# Exercise objective
In which lines of the data does the string "jkwak" appear? Copy every one.

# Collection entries
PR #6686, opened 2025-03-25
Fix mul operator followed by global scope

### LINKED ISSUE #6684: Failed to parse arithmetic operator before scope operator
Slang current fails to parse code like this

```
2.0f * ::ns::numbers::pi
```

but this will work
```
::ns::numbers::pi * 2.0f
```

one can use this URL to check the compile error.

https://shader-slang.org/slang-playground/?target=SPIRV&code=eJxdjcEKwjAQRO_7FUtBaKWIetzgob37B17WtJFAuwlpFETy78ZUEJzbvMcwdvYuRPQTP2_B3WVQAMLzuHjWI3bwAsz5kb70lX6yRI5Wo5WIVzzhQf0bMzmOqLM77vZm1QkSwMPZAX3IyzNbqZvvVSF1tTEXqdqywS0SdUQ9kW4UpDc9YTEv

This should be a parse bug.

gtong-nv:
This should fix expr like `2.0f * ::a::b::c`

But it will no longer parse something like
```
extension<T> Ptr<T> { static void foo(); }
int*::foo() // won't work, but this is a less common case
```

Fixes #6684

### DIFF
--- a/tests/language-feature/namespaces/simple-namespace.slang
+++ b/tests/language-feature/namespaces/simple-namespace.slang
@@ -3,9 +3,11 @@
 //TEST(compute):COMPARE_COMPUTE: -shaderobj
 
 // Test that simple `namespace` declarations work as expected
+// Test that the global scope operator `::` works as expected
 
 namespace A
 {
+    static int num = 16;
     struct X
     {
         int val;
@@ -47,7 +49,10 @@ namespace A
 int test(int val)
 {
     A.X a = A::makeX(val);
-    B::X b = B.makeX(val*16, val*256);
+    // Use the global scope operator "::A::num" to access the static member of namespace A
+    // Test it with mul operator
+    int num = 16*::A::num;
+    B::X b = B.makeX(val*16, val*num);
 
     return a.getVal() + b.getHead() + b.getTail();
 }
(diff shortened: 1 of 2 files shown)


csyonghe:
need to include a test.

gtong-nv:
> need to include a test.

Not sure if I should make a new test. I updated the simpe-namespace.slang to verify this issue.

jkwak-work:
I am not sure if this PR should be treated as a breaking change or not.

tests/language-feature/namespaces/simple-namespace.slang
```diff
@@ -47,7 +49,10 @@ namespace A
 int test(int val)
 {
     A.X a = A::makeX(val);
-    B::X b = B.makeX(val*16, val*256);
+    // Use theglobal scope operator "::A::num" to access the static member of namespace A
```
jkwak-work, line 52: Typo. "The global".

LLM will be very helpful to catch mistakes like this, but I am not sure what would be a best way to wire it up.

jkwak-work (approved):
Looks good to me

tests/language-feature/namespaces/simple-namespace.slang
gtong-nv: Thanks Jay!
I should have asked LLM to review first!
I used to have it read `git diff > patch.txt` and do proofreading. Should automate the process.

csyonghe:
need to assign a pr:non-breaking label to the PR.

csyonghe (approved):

# Solution to this problem
jkwak-work:
jkwak-work, line 52: Typo. "The global".
jkwak-work (approved):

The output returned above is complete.